* [Work instruction] Every line below from the one containing "- [ ] Linux" through the one containing "--- a/src/agent/src/agent.cpp" must be transcribed exactly. Omit all lines outside that stretch.

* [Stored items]
Segment Open

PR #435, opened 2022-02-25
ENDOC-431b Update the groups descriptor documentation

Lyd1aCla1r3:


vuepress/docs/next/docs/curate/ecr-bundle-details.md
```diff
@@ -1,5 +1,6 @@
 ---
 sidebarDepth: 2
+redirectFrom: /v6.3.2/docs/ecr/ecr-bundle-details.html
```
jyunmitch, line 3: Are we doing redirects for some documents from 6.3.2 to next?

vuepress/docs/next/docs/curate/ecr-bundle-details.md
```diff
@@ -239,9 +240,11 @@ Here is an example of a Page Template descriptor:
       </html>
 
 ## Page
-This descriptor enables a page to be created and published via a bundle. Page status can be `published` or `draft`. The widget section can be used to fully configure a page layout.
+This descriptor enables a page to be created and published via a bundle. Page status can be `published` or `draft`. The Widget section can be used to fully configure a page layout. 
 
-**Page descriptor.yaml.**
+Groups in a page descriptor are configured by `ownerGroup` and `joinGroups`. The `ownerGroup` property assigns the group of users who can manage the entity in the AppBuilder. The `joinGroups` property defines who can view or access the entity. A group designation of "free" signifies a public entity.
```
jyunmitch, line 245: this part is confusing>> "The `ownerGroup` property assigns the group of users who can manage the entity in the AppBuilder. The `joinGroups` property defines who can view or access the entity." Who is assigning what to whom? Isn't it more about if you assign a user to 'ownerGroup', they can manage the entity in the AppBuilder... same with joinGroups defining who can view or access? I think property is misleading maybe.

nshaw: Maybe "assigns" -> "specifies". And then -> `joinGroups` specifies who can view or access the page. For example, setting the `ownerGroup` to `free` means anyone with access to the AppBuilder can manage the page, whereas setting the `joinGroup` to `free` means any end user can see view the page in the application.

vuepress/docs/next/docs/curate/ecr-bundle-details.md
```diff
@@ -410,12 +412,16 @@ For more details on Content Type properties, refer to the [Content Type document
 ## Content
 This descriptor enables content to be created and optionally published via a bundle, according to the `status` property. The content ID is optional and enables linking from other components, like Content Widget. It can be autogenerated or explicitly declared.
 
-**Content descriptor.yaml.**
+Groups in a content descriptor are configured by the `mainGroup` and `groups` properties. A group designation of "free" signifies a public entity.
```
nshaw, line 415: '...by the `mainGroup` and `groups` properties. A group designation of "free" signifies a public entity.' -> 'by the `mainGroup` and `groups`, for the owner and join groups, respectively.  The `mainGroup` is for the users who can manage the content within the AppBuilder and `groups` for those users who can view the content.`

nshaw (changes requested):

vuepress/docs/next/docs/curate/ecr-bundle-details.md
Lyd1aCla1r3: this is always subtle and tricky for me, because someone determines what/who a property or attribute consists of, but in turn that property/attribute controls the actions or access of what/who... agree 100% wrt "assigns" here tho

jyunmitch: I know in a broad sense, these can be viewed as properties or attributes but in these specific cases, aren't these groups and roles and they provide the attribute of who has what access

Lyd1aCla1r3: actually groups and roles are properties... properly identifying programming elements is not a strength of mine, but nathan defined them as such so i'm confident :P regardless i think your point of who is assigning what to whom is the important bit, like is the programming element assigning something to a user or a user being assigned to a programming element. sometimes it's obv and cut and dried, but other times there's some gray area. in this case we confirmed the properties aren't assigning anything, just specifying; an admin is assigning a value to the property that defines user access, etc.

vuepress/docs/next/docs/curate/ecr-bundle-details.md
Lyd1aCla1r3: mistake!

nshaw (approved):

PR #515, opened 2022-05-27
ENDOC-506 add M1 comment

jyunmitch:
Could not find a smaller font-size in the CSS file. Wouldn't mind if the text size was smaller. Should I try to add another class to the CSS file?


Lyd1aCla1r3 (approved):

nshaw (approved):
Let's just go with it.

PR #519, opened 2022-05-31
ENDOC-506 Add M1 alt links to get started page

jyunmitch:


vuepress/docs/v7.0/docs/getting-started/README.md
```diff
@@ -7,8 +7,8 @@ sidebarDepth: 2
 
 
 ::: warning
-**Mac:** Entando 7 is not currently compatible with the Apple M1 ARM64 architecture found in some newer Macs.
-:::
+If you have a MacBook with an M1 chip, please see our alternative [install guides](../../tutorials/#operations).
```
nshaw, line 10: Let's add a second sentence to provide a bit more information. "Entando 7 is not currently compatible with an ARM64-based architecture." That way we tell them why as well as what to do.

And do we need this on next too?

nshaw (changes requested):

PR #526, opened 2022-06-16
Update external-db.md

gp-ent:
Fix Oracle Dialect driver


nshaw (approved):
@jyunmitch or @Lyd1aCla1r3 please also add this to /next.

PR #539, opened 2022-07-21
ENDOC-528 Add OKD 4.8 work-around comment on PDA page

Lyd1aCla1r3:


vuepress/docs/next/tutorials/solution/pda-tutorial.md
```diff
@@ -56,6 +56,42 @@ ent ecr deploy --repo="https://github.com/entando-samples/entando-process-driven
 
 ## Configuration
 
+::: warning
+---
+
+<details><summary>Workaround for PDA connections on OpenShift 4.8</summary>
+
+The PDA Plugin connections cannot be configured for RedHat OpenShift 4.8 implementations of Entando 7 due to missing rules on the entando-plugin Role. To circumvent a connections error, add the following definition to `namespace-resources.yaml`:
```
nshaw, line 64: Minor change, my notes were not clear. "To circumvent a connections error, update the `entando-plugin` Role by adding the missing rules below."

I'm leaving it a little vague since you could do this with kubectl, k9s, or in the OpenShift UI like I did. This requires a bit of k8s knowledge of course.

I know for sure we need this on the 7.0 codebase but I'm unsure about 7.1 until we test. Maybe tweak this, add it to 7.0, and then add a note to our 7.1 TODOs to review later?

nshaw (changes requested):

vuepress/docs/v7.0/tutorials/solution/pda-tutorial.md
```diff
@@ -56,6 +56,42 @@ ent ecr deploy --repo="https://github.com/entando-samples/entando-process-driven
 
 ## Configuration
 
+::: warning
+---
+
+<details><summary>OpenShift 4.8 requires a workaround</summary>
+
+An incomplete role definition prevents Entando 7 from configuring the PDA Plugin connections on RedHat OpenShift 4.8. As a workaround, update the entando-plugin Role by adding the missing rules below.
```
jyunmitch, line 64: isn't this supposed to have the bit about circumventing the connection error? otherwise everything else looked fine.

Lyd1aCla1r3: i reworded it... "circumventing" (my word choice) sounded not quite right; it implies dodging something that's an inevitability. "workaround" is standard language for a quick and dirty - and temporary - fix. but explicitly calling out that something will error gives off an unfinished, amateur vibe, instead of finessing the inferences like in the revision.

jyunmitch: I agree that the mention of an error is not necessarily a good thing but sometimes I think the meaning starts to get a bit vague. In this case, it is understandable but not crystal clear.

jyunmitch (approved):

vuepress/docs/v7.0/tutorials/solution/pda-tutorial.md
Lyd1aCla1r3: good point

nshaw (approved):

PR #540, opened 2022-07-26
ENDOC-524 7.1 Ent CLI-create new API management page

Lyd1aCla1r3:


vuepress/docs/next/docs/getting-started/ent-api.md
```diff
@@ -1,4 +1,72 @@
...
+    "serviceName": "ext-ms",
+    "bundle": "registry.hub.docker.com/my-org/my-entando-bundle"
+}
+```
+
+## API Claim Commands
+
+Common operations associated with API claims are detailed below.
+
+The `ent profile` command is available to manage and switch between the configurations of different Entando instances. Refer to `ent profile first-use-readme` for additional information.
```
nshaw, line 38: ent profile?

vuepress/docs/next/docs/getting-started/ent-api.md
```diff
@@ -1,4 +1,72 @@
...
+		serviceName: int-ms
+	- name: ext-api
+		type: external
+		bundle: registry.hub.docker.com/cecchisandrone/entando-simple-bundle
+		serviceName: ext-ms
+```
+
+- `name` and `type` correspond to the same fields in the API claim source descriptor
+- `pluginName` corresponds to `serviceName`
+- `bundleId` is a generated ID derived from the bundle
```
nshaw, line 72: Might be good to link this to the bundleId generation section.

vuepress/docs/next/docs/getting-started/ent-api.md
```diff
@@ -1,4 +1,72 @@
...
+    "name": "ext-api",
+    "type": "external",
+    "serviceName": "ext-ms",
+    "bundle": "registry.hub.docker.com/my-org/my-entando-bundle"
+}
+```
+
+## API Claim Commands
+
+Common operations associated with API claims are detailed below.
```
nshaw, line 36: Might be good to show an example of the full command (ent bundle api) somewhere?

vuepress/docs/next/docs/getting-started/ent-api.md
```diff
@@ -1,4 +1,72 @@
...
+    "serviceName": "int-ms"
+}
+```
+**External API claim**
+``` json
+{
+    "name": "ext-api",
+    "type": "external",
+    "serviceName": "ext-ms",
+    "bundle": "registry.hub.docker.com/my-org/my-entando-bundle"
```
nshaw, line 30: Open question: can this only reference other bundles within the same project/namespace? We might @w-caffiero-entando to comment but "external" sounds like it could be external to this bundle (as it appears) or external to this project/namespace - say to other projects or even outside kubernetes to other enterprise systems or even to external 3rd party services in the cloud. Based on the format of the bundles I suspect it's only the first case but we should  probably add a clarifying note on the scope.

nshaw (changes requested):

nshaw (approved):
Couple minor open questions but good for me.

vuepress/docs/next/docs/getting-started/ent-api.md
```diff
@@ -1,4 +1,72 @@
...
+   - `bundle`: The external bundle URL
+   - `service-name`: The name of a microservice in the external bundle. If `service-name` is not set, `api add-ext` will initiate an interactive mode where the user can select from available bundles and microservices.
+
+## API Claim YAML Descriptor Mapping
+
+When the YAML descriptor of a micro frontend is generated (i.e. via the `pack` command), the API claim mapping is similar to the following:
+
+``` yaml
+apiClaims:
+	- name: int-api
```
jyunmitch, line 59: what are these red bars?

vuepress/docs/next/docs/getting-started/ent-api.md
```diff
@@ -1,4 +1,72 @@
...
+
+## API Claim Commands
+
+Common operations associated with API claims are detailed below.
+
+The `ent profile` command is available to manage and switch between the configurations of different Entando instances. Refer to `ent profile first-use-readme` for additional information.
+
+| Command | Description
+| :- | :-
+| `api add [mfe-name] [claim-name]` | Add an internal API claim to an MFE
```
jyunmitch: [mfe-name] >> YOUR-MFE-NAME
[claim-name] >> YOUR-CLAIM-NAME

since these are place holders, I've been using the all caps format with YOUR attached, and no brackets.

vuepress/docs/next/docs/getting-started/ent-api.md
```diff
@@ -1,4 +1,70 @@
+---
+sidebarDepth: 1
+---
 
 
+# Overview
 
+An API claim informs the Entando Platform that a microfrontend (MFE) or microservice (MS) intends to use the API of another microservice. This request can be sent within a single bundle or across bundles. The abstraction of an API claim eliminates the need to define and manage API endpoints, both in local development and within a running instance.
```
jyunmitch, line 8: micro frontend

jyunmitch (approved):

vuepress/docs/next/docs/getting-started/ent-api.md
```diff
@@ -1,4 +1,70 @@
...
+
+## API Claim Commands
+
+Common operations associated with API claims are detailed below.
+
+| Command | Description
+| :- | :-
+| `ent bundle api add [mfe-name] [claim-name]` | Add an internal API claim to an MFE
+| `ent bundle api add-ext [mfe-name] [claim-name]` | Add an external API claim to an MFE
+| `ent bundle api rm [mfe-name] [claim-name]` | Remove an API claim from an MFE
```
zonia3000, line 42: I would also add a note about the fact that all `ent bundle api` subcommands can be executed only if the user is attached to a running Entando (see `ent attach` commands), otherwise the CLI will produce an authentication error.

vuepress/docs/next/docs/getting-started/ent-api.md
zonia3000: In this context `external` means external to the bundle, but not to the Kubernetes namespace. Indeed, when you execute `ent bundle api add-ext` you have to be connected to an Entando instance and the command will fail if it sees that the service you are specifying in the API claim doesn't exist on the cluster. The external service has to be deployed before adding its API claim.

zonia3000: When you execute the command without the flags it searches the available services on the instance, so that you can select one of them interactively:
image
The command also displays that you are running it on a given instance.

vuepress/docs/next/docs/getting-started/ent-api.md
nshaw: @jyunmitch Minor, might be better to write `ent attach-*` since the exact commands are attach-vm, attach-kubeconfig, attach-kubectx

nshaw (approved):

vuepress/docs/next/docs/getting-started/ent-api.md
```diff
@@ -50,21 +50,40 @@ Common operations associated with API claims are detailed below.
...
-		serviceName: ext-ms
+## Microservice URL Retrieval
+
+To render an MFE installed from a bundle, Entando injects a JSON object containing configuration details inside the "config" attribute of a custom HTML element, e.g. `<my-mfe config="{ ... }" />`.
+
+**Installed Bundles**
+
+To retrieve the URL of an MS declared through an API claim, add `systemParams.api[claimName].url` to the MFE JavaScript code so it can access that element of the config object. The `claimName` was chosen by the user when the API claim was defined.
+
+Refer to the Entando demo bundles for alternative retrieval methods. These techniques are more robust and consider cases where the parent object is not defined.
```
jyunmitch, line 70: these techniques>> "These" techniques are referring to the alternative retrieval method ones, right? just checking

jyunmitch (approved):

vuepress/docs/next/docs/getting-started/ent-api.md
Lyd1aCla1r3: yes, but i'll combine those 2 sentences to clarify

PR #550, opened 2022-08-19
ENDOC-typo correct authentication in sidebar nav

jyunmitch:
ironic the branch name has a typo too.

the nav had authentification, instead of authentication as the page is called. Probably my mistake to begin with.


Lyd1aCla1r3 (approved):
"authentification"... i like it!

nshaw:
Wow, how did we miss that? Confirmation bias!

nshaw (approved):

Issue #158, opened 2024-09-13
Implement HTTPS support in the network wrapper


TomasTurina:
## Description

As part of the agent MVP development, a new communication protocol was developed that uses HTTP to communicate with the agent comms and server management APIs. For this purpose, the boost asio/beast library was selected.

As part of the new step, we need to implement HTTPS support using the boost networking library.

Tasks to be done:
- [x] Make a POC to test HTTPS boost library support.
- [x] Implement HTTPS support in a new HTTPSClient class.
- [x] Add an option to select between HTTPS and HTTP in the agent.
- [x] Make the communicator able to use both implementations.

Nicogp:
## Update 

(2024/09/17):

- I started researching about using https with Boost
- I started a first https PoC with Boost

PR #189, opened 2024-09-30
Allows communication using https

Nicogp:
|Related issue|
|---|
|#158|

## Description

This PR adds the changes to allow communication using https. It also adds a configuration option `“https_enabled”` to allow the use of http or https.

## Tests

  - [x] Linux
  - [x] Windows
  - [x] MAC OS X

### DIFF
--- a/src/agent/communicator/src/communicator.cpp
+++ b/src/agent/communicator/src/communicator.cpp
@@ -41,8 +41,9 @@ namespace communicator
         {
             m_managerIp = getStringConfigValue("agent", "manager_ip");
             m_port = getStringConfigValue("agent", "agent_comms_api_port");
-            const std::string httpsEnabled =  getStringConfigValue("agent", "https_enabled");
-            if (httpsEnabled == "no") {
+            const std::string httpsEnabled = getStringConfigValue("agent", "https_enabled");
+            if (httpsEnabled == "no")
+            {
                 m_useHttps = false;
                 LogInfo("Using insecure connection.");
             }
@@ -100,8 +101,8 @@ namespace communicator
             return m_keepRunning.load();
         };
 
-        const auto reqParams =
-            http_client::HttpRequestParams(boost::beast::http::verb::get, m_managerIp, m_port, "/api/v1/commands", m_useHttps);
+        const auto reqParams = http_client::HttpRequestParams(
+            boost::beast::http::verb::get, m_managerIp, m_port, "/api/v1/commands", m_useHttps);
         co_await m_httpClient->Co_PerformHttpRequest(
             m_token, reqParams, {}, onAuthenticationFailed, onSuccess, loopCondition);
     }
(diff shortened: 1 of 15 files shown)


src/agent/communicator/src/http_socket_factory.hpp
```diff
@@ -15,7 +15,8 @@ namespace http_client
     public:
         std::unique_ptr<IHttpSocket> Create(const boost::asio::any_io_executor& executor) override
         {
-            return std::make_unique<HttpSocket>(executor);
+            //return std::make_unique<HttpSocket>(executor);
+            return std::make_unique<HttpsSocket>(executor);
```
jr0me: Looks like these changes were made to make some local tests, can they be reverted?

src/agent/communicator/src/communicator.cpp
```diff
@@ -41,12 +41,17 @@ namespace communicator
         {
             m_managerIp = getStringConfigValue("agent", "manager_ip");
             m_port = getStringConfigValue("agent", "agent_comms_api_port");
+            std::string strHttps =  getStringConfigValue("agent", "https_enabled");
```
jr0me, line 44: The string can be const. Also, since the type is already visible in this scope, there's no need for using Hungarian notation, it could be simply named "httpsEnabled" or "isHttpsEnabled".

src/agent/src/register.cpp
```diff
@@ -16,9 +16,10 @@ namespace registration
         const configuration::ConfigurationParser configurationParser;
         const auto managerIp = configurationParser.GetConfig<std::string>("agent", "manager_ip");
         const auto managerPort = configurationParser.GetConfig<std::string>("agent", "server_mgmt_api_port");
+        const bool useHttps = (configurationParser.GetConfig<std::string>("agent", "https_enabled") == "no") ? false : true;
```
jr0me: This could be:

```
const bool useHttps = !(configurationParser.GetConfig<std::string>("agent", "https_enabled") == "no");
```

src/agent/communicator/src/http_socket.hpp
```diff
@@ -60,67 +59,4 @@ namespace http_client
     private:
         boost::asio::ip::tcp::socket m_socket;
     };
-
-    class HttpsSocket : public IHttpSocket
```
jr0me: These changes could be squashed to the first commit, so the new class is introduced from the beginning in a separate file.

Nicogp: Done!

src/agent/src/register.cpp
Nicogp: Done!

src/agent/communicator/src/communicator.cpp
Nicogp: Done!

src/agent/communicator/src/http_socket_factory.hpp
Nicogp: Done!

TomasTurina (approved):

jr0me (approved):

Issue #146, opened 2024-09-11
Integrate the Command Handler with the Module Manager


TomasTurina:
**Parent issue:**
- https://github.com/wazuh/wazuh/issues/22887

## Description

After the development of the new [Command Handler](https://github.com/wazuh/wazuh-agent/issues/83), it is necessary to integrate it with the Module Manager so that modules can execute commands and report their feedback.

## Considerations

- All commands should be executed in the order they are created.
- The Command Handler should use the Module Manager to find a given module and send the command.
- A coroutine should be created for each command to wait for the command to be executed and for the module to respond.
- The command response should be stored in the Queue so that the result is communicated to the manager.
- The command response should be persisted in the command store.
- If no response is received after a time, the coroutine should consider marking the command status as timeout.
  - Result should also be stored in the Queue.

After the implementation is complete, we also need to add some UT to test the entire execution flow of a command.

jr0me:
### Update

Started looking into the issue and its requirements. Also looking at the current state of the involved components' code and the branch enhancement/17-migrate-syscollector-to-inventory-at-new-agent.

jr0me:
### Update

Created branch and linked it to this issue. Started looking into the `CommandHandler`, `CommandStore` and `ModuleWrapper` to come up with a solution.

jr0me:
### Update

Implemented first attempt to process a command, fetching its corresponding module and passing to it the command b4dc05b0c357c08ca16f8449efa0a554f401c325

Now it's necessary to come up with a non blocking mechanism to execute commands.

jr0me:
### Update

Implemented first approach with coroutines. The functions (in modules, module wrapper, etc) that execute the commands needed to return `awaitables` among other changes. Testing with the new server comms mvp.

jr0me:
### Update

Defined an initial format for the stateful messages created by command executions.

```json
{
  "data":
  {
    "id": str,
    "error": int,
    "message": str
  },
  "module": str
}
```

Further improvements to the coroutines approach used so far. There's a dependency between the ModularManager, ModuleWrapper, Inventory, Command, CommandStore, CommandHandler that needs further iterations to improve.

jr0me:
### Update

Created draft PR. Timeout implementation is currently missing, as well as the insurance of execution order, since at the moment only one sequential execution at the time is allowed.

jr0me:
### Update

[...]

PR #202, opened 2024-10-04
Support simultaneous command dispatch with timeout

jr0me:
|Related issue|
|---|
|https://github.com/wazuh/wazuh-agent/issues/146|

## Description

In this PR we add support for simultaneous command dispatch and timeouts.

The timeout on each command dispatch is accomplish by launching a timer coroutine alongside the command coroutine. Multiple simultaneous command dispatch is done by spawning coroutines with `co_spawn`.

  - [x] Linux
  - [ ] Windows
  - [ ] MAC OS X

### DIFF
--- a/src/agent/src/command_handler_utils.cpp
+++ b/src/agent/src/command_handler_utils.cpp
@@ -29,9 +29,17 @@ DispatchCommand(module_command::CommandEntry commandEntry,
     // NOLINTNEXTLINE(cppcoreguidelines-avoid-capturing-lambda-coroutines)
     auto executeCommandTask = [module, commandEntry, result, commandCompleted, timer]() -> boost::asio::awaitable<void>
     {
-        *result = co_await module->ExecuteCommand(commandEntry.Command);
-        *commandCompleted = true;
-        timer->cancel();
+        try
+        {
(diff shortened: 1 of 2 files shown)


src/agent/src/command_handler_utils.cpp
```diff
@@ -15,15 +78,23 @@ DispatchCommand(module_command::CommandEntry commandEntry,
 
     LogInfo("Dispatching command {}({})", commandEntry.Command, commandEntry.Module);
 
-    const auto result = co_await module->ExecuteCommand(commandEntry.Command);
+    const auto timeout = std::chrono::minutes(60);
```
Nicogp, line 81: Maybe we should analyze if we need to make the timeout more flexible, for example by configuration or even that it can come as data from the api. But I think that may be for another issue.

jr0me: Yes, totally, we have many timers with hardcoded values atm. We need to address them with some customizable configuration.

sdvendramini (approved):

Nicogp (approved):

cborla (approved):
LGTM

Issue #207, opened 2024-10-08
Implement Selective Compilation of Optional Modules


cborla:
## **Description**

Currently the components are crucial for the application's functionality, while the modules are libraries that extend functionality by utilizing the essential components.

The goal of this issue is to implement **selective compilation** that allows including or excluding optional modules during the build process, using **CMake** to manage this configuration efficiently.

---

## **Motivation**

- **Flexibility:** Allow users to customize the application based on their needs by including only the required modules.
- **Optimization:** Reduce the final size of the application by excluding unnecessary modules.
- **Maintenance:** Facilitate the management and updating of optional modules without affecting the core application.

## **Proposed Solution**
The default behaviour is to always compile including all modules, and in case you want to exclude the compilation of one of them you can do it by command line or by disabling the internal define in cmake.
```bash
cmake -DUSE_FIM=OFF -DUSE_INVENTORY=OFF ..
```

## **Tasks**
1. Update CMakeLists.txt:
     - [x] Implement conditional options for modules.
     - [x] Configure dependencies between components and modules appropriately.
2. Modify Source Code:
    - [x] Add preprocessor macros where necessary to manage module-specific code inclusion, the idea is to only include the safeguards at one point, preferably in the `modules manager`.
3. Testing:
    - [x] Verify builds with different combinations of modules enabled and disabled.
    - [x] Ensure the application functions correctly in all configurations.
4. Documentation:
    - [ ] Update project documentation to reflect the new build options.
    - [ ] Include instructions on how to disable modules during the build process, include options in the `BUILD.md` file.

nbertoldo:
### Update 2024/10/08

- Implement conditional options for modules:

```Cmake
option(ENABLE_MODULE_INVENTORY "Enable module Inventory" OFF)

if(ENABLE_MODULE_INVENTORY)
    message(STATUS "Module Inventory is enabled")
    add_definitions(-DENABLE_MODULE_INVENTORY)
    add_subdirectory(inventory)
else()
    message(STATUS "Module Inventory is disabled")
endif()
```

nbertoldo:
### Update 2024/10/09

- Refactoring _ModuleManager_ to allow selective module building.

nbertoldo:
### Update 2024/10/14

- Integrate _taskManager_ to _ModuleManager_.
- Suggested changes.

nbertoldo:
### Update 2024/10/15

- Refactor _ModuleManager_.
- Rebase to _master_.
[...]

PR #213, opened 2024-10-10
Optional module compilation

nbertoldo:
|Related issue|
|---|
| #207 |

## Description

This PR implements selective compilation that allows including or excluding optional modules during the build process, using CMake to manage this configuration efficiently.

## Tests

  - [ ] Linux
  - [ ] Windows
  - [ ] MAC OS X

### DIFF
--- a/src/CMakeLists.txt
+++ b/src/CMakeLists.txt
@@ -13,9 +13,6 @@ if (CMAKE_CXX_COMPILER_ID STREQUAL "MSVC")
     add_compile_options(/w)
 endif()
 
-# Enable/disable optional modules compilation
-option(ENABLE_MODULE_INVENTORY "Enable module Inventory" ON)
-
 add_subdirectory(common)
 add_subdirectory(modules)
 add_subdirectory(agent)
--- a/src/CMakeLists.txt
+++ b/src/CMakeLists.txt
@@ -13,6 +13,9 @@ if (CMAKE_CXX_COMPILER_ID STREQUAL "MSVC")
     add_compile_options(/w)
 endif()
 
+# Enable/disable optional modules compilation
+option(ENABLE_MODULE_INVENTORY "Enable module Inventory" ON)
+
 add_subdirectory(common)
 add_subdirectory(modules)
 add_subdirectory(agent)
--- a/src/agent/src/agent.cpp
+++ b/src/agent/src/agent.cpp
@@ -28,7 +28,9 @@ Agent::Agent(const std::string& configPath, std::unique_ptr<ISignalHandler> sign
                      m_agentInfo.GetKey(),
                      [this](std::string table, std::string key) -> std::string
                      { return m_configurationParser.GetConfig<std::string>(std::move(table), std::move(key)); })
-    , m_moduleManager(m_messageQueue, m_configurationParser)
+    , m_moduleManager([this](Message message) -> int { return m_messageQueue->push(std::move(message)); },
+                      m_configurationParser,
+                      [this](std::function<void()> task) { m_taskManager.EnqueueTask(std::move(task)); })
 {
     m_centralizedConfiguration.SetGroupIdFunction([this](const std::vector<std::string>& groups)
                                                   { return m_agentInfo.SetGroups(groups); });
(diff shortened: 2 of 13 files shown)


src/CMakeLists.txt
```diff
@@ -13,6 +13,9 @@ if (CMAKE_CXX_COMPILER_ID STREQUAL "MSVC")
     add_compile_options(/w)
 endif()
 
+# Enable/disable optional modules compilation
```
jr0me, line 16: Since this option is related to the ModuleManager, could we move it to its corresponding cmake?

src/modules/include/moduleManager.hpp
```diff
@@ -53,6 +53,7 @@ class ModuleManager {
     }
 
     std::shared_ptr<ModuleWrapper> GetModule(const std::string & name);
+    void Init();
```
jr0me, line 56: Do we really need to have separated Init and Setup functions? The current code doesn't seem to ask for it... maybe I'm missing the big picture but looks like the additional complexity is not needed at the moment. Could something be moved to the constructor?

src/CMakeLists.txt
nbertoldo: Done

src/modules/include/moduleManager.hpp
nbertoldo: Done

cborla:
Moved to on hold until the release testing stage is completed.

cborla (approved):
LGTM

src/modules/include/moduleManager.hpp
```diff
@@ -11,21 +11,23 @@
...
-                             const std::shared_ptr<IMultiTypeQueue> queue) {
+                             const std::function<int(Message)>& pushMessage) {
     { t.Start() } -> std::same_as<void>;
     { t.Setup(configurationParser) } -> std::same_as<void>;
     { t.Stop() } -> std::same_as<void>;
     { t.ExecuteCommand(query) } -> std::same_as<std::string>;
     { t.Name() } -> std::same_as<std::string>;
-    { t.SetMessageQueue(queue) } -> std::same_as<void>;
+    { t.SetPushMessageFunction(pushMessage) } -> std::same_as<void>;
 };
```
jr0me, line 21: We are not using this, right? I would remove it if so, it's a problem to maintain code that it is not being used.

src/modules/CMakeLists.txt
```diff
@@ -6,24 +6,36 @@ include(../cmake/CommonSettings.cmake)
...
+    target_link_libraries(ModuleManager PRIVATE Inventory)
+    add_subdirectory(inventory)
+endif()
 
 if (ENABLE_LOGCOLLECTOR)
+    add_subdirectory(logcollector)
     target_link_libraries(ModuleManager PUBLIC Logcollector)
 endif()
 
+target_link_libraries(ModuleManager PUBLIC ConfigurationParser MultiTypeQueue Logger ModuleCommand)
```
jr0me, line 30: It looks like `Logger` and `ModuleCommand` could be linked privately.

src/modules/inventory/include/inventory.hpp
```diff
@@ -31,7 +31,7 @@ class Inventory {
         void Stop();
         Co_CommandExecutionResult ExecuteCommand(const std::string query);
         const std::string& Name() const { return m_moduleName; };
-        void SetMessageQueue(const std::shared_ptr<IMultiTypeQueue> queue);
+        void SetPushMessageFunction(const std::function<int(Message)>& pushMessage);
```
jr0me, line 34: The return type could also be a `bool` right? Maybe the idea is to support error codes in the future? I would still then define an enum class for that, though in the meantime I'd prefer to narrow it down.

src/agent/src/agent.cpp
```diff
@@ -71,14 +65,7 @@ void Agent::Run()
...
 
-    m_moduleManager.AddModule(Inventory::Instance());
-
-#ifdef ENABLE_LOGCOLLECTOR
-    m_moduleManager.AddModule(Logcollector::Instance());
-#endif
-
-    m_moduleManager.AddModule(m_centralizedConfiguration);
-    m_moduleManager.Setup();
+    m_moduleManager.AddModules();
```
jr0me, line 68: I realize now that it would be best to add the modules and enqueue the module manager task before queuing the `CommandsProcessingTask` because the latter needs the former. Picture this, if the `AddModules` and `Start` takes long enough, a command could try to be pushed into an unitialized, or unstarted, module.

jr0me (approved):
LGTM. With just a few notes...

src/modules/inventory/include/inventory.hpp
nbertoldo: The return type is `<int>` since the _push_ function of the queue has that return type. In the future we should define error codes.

Segment Closed

* [Task output]
  - [ ] Linux
  - [ ] Windows
  - [ ] MAC OS X

### DIFF
--- a/src/CMakeLists.txt
+++ b/src/CMakeLists.txt
@@ -13,9 +13,6 @@ if (CMAKE_CXX_COMPILER_ID STREQUAL "MSVC")
     add_compile_options(/w)
 endif()
 
-# Enable/disable optional modules compilation
-option(ENABLE_MODULE_INVENTORY "Enable module Inventory" ON)
-
 add_subdirectory(common)
 add_subdirectory(modules)
 add_subdirectory(agent)
--- a/src/CMakeLists.txt
+++ b/src/CMakeLists.txt
@@ -13,6 +13,9 @@ if (CMAKE_CXX_COMPILER_ID STREQUAL "MSVC")
     add_compile_options(/w)
 endif()
 
+# Enable/disable optional modules compilation
+option(ENABLE_MODULE_INVENTORY "Enable module Inventory" ON)
+
 add_subdirectory(common)
 add_subdirectory(modules)
 add_subdirectory(agent)
--- a/src/agent/src/agent.cpp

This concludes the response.